**Assignment:** In the data that follows, every line containing the word "thinking" should be returned.

**Input data:**
PR #1059, opened 2021-11-25
Add warning for lvalue indexing inconsistency.

### LINKED ISSUE #531: Indexed LValue bug
#### Summary:
Currently, Stan treats LValues (left-hand-side of assignments) as having a flat indexing structure consisting of a single list of indices. This seems in contradiction with the treatment of RValues (right-hand-side of assignments).

#### Description:
For example: `a[:][2]` and `a[:, 2]` are equivalent as an LValue but not as an RValue.

#### Reproducible Steps:
Run 
```
model {
    int a[2, 2] = {{1, 2}, {3, 4}};
    a[:][2] = {17, 18};
    print(a);
}
```
and
```
model {
    int a[2, 2] = {{1, 2}, {3, 4}};
    a[:, 2] = {17, 18};
    print(a);
}
```
They give the same output.

Then run 
```
model {
    int a[2, 2] = {{1, 2}, {3, 4}};
    print(a[:][2]);
}
```
and
```
model {
    int a[2, 2] = {{1, 2}, {3, 4}};
    print(a[:, 2]);
}
```
They give different output.

#### Current Output:
Inconsistent behaviour between indexing in LValues and RValues.

#### Expected Output:
Consistency. I think the behaviour of RValues is the correct one.

#### Current Version:
v2.20.0

nhuurre:
#### Submission Checklist

- [X] Run unit tests
- Documentation
    - [X] If a user-facing facing change was made, the documentation PR is here: stan-dev/docs#464

Fix #531.
Typechecker would check LValues as if they were RValues but codegen just flattens nested indexing. If these interpretations implied different type for the LValue then stanc3 would generate invalid C++ code. This case in now a type error.
For backwards compatibility, if the generated C++ code would have compiled before then the typechecker only emits a warning.

Single indexing may be arbitrarily nested as long as only the outermost index group contains multi-indexes (these cannot cause ambiguity)
```stan
x[1,2][3][4] = ... // ok
x[1, 2][:,4] = ... // ok
x[1, :][3,4] = ... // bad
```

## Release notes
Deprecate nested multi-indexing on lvalues as it is inconsistent with rvalues.

## Copyright and Licensing
Copyright holder: Niko Huurre


src/frontend/Typechecker.ml
```diff
@@ -728,34 +728,69 @@ let verify_assignment_global loc cf block is_global id =
...
+            , flat @ idcs ) in
+      let lval, var, flat = check_inner lval in
+      let idcs = List.map ~f:(check_index cf tenv) idcs in
+      let ad_level = inferred_ad_type_of_indexed lval.lmeta.ad_level idcs in
+      let type_ = inferred_unsizedtype_of_indexed ~loc lval.lmeta.type_ idcs in
+      if List.exists ~f:is_multiindex flat then (
+        add_warning loc
+          "Nested multi-indexing in LValues does not behave the same as nested \
+           indexing in expressions. This is considered a bug and will be \
+           disallowed in the future." ;
```
WardBrian, line 779: I'd love if we either elaborated a bit more on how it is different or linked to some page in the doc which does

src/frontend/Typechecker.ml
```diff
@@ -728,34 +728,69 @@ let verify_assignment_global loc cf block is_global id =
   if (not is_global) || block = cf.current_block then ()
   else Semantic_error.cannot_assign_to_global loc id.name |> error
 
-let mk_assignment_from_indexed_expr assop lhs rhs =
-  Assignment
-    {assign_lhs= Ast.lvalue_of_expr lhs; assign_op= assop; assign_rhs= rhs}
-
 let check_assignment_operator loc assop lhs rhs =
```
WardBrian, line 731: This should now be named `verify` since it doesn't return anything?

test/integration/bad/stanc.expected
```diff
@@ -1379,6 +1379,28 @@ Semantic error in 'lp-error.stan', line 5, column 2 to column 6:
    -------------------------------------------------
 
 Identifier 'lp__' clashes with reserved keyword.
+  $ ../../../../install/default/bin/stanc lvalue_indexes1.stan
```
WardBrian, line 1382: Can you also add tests showing the warning?

WardBrian (changes requested):

src/frontend/Typechecker.ml
nhuurre: I guess a full explanation belongs in the deprecated features section of the user manual. LValues just concatenate the indices, I'm not sure how to describe the difference in a single sentence.

src/frontend/Typechecker.ml
nhuurre: Good catch, I forgot there was a naming convention.

test/integration/bad/stanc.expected
nhuurre: Sure, where do they go? `test/integration/bad/` is for models that don't compile, right? `test/integration/good/` has some models with deprecation warnings so is that the right place? `test/integration/good/lvalue_multiindex.stan`

WardBrian: I think we may want to start thinking about #1049 and make a new folder `test/integration/good/deprecated` or something, with this there. We can then slowly start moving things there and eventually run the canonicalizer on anything we don't want to end up in said folder

src/frontend/Typechecker.ml
WardBrian: Yeah, I think this can go in the deprecations section. If you can give me the longform explanation I could include it in https://github.com/stan-dev/docs/pull/439, or I could merge that now and this could be a separate PR

test/integration/bad/stanc.expected
WardBrian: After thinking about it, `test/integration/good/warning` or `test/integration/good/emits_warning` may be best (we can also put things like empty.stan there)

src/frontend/Typechecker.ml
nhuurre: LValue just concatenates the indexes so that `v[idx1,...][idx2,...] == v[idx1,...,idx2,...]`. RValues are described in https://mc-stan.org/docs/2_28/reference-manual/language-multi-indexing.html#multiple-index-semantics

WardBrian: I think it would be best to clarify this in a docs pr, both on the deprecations page and the one you link there

src/frontend/Typechecker.ml
```diff
@@ -728,34 +728,73 @@ let verify_assignment_global loc cf block is_global id =
...
+            ( {lval= LIndexed (lval, idcs); lmeta= {ad_level; type_; loc}}
+            , var
+            , flat @ idcs ) in
+      let lval, var, flat = check_inner lval in
+      let idcs = List.map ~f:(check_index cf tenv) idcs in
+      let ad_level = inferred_ad_type_of_indexed lval.lmeta.ad_level idcs in
+      let type_ = inferred_unsizedtype_of_indexed ~loc lval.lmeta.type_ idcs in
+      if List.exists ~f:is_multiindex flat then (
+        add_warning loc
+          "Nested multi-indexing in LValues does not behave the same as nested \
```
WardBrian, line 777: Code/tests look good - one wording suggestion and I think this does need a docs PR, but otherwise LGTM

```suggestion
          "Nested multi-indexing on the left hand side of assignment does not behave the same as nested \
```

src/frontend/Semantic_error.ml
```diff
@@ -352,6 +353,9 @@ module StatementError = struct
         Fmt.pf ppf
           "Cannot assign to global variable '%s' declared in previous blocks."
           name
+    | LValueMultiIndexing ->
+        Fmt.pf ppf
+          "Left hand side of an assignment cannot have nested multi-indexing."
```
WardBrian, line 358: More of a question than anything - after removal do you think we should change the parser/AST to enforce this, or keep it in typechecking? 

Is the eventual hope to re-introduce with matching semantics?

src/frontend/Typechecker.ml
```diff
@@ -730,34 +730,73 @@ let verify_assignment_global loc cf block is_global id =
...
+            , var
+            , flat @ idcs ) in
+      let lval, var, flat = check_inner lval in
+      let idcs = List.map ~f:(check_index cf tenv) idcs in
+      let ad_level = inferred_ad_type_of_indexed lval.lmeta.ad_level idcs in
+      let type_ = inferred_unsizedtype_of_indexed ~loc lval.lmeta.type_ idcs in
+      if List.exists ~f:is_multiindex flat then (
+        add_warning loc
+          "Nested multi-indexing on the left hand side of assignment does not \
+           behave the same as nested indexing in expressions. This is \
```
WardBrian, line 780: I think we should indicate what it does mean/what it can be replaced with (All other deprecation messages mention the canonicalize flag, like `This can be automatically changed using the canonicalize flag for stanc`)

src/frontend/Semantic_error.ml
nhuurre: I don't know. Cleaning up the AST seems like a good idea but nested indexing is still allowed when all the indexes are simple integers. If we change the AST then pretty printer will always flatten the indexes. That may be acceptable, it's not like pretty printer preserves all the formatting anyway.
In my opinion nested indexing is just an accidental consequence of the ability to index any expression. It's not necessary to support it in lvalue position, where arbitrary expressions aren't allowed.

WardBrian: Fair enough. Does this change do anything for nested indexing on the left hand side of a `~`, or is that technically fine since it ends up inside a `lpdf`? I'm fuzzy on whether that counts as an l-value or not.

nhuurre: No change there, the "left-hand side" of a tilde statement is not an lvalue.

WardBrian (approved):
Looks good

**Finished exercise:**
WardBrian: I think we may want to start thinking about #1049 and make a new folder `test/integration/good/deprecated` or something, with this there. We can then slowly start moving things there and eventually run the canonicalizer on anything we don't want to end up in said folder
WardBrian: After thinking about it, `test/integration/good/warning` or `test/integration/good/emits_warning` may be best (we can also put things like empty.stan there)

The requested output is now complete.